I'm reading about the derivative of multivariable function:
First, the lecture note prove that the gradient of $f_{2}(x)=\frac{1}{2}\langle Q x, x\rangle \quad \forall x \in \mathbb{R}^{n}$ is $$\nabla f_{2}(x)=\frac{1}{2}\left(Q+Q^{\top}\right) x \quad \forall x \in \mathbb{R}^{n}$$
Then they use this result and the chain rule to compute the derivative of $f_3:\mathbb R^n \to \mathbb R, \quad x \to \|x\|$.
My questions:
Because $\nabla \|x\| = \nabla \langle x,x \rangle = 2x$. I could not understand why the lecture note gives $D \|x\|^2 = (2x)^{\top}$ and it concludes that $D f_3(x) = \frac{x^{\top}}{\|x\|}$ and $\nabla f_{3}(x)=\frac{x}{\|x\|}$. How does the transpose operator come into the play?
From my understanding, $D f_3 (x) \in \mathcal L(\mathbb R^n, \mathbb R)$. As such, should it be $D f_3 (x) = \langle \nabla f_{3}(x), \cdot\rangle$ rather than $\frac{x^{\top}}{\|x\|}$? Similarly, should it be $D \|x\|^2 = \langle 2x, \cdot\rangle$ rather than $2x^{\top}$?

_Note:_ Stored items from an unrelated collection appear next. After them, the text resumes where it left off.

Issue #236, opened 2026-09-19
Telegram: no global send-rate cap, no proactive pacing — decide whether to build it


jfberry:
Follow-up from #232 / #235. Raising this to be *decided*, not assumed — after digging into it I think one part is worth doing, one part is marginal, and one part doesn't do what it looks like it does. Benefits spelled out below with the case against each.

## Where we are today

`TelegramSender.WaitForRateLimit` is a no-op ([telegram.go:140](https://github.com/jfberry/PoracleNG/blob/develop/processor/internal/delivery/telegram.go#L140)) — Telegram has **no proactive rate limiting of any kind**. Limits are discovered by taking a 429 and sleeping.

That reactive handling is solid and not in question: both 429 branches read `parameters.retry_after`, default to 1s when the (optional) `parameters` object is absent, cap absurd values at 60s rather than sleeping on them, and back off cancellably. `currentBackoffUntil` is written but only read by the status snapshot — it gates nothing.

Telegram publishes no proactive quota signal. There is no equivalent of Discord's `X-RateLimit-Limit/Remaining/Reset/Bucket`, which is exactly what lets `DiscordRateLimiter` stay ahead of the limit. A successful `sendMessage` tells us nothing about remaining budget. So anything proactive here must be built from published constants plus inference from observed 429s — it cannot be a port of the Discord limiter.

Published limits ([Bot FAQ](https://core.telegram.org/bots/faq)): ~1 msg/sec to a single chat, **20 msgs/minute to a group**, ~30 msgs/sec bulk across different chats. The FAQ explicitly adds: *"We may allow short bursts that go over this limit, but eventually you'll begin receiving 429 errors."*

---

## Part A — global 30/sec cap (the part I think is real)

**We have no aggregate Telegram send-rate limit at all.** Discord has a global 50 req/sec token bucket (`ratelimit.go:66`) that every destination passes through. Telegram has nothing equivalent.

**Benefit:** above ~30 sends/sec instance-wide, *every* Telegram destination starts 429ing at once, regardless of how well-behaved each individual chat is. That's a correlated, instance-wide degradation with no single culprit to point at — and it's the precise failure mode the Discord global bucket exists to prevent. A busy instance with many Telegram channels reaches 30/sec long before any individual group reaches 20/min.

**Cost:** low. `tokenBucket` in `ratelimit.go` is already written, tested, and platform-agnostic; this is wiring it into the currently-empty `WaitForRateLimit`, which `processJob` already calls per job.

[...]

PR #237, opened 2026-09-20
feat(telegram): add proactive global send rate limiting

lucabravi:
## Summary

Implements Part A of #236 by adding a proactive global Telegram message-send limiter shared by delivery and the polling/reconciliation bot when they use the same bot token.

- defaults to a sustained rate of 29 message sends per second with a burst capacity of 5
- counts individual outbound message API calls, including every part of a multi-message notification and each retry
- covers `sendMessage`, `sendPhoto`, `sendSticker`, `sendLocation`, `sendVenue`, and `sendDocument`
- does not count edits, deletes, polling, or read-only Bot API calls
- waits before acquiring the Telegram HTTP semaphore and remains context-cancellable
- keeps the existing reactive 429 / `retry_after` handling as a second line of defence

The configured rate is a sustained token-bucket rate, not a strict rolling-window ceiling. The default burst of 5 intentionally preserves the short burst tolerance documented by Telegram.

## Configuration

Adds two `[tuning]` settings:

```toml
telegram_global_rate_per_second = 29
telegram_global_burst = 5
```

Both values must be greater than zero when explicitly configured. Existing installations receive the defaults without requiring config changes.

## Observability

Limiter wait time is reported through the existing `poracle_delivery_rate_limit_wait_seconds` metric with `platform="telegram"`. The Grafana panel is renamed from Discord-specific to delivery-wide wording.

## Scope

This PR deliberately does not add static per-chat pacing or paid broadcasts. Those are separate decisions in #236, and the global limiter does not claim to solve an overloaded single-group workload.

I understand that $D f_3 (x)$ is a continuous linear map in $\mathcal L(\mathbb R^n,\mathbb R)$ such that $D f_3 (x) (\cdot) = \langle \nabla f_3(x), \cdot \rangle$. This kind of notation makes sense for me. As such, $Df_3(x)(v) = \langle \nabla f_3(x), v \rangle = \left \langle \dfrac{x^\top}{\|x\|}, v \right\rangle = \dfrac{x^\top}{\|x\|}\cdot v$. On the other hand, the way of writing $Df_3(x) = \dfrac{x^\top}{\|x\|}$ is very confusing to me. It suggests me that $Df_3(x) (v) = \dfrac{x^\top}{\|x\|}$ for any vector $v$.
It seems to me that the gradient and derivative are mixed up in this lecture note.
Could you please elaborate on my confusion? Thank you for your help!